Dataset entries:
[Start of section]

PR #171, opened 2020-08-06
Attempts to fix indentation on availabilityTable.jsp

meagancheese:
I'm not sure how the td tags should fall now that the choose sequence includes the tr tag. Any guidance would be appreciated.

### DIFF
--- a/src/main/webapp/availabilityTable.jsp
+++ b/src/main/webapp/availabilityTable.jsp
@@ -37,13 +37,13 @@
         </c:otherwise>
       </c:choose>
             <td>${pageScope.list.get(0).get(i).time()}</td>
-              <c:forEach items = "${pageScope.list}" var = "day">
-                <td onmouseenter="event.preventDefault(); toggleTile(this);"
-                    onmousedown="event.preventDefault(); markMouseDown(); toggleTile(this);"
-                    data-utc="${day.get(i).utcEncoding()}" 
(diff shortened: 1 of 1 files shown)


src/main/webapp/availabilityTable.jsp
```diff
@@ -37,13 +37,13 @@
...
-                    class="${day.get(i).getClassList()}">
-                </td>
-              </c:forEach>
+            <c:forEach items = "${pageScope.list}" var = "day">
+              <td onmouseenter="event.preventDefault(); toggleTile(this);"
+                  onmousedown="event.preventDefault(); markMouseDown(); toggleTile(this);"
+                  data-utc="${day.get(i).utcEncoding()}" 
+                  class="${day.get(i).getClassList()}">
+              </td>
+            </c:forEach>
```
apluscs: l thought these would go on the same level as `</c:choose>` (line 38). Not sure though.

apluscs (approved):

src/main/webapp/availabilityTable.jsp
meagancheese: It looks like the indentation doesn't effect the performance at all, so I'll see what Alex thinks makes the most sense. I'm just weirded out by the tr tags not lining up.

GrantComm (approved):

acmcarther (approved):

PR #176, opened 2020-08-07
Handles disappearing availability bug with group transaction.

meagancheese:


apluscs (approved):

GrantComm (approved):

src/main/java/com/google/sps/data/DatastoreAvailabilityDao.java
```diff
@@ -118,11 +118,15 @@ public void deleteInRangeForUser(String userId, Instant minTime, Instant maxTime
       keyList.add(entity.getKey());
     }
     // This iterative deletion avoids XG transactions, which max out at 25 root entities.
+    // We include the individual deletion transactions within a larger group transaction
+    // to avoid replacing Availabilities before they are deleted.
+    Transaction groupTxn = datastore.beginTransaction();
     for (Key key : keyList) {
       Transaction txn = datastore.beginTransaction();
```
jalexanderqed, line 125: I think these internal transactions should be taken out? Unless you can point me to documentation on what nested transactions mean for Datastore.

jalexanderqed (changes requested):

src/main/java/com/google/sps/data/DatastoreAvailabilityDao.java
meagancheese: I'm not sure on this point. If the inner transactions were removed would the last deletion still fully complete before the transaction finishes? Basically I'm asking if it would still wait for the current deletion to fully finish before moving on to the next or exiting entirely.

jalexanderqed (approved):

[End of section]

> DESCRIPTION OF THE TASK: All of the data above should be reproduced exactly, with nothing left out.

> SOLUTION FOR THIS TASK:
PR #171, opened 2020-08-06
Attempts to fix indentation on availabilityTable.jsp

meagancheese:
I'm not sure how the td tags should fall now that the choose sequence includes the tr tag. Any guidance would be appreciated.

### DIFF
--- a/src/main/webapp/availabilityTable.jsp
+++ b/src/main/webapp/availabilityTable.jsp
@@ -37,13 +37,13 @@
         </c:otherwise>
       </c:choose>
             <td>${pageScope.list.get(0).get(i).time()}</td>
-              <c:forEach items = "${pageScope.list}" var = "day">
-                <td onmouseenter="event.preventDefault(); toggleTile(this);"
-                    onmousedown="event.preventDefault(); markMouseDown(); toggleTile(this);"
-                    data-utc="${day.get(i).utcEncoding()}" 
(diff shortened: 1 of 1 files shown)


src/main/webapp/availabilityTable.jsp
```diff
@@ -37,13 +37,13 @@
...
-                    class="${day.get(i).getClassList()}">
-                </td>
-              </c:forEach>
+            <c:forEach items = "${pageScope.list}" var = "day">
+              <td onmouseenter="event.preventDefault(); toggleTile(this);"
+                  onmousedown="event.preventDefault(); markMouseDown(); toggleTile(this);"
+                  data-utc="${day.get(i).utcEncoding()}" 
+                  class="${day.get(i).getClassList()}">
+              </td>
+            </c:forEach>
```
apluscs: l thought these would go on the same level as `</c:choose>` (line 38). Not sure though.

apluscs (approved):

src/main/webapp/availabilityTable.jsp
meagancheese: It looks like the indentation doesn't effect the performance at all, so I'll see what Alex thinks makes the most sense. I'm just weirded out by the tr tags not lining up.

GrantComm (approved):

acmcarther (approved):

PR #176, opened 2020-08-07
Handles disappearing availability bug with group transaction.

meagancheese:


apluscs (approved):

GrantComm (approved):

src/main/java/com/google/sps/data/DatastoreAvailabilityDao.java
```diff
@@ -118,11 +118,15 @@ public void deleteInRangeForUser(String userId, Instant minTime, Instant maxTime
       keyList.add(entity.getKey());
     }
     // This iterative deletion avoids XG transactions, which max out at 25 root entities.
+    // We include the individual deletion transactions within a larger group transaction
+    // to avoid replacing Availabilities before they are deleted.
+    Transaction groupTxn = datastore.beginTransaction();
     for (Key key : keyList) {
       Transaction txn = datastore.beginTransaction();
```
jalexanderqed, line 125: I think these internal transactions should be taken out? Unless you can point me to documentation on what nested transactions mean for Datastore.

jalexanderqed (changes requested):

src/main/java/com/google/sps/data/DatastoreAvailabilityDao.java
meagancheese: I'm not sure on this point. If the inner transactions were removed would the last deletion still fully complete before the transaction finishes? Basically I'm asking if it would still wait for the current deletion to fully finish before moving on to the next or exiting entirely.

jalexanderqed (approved):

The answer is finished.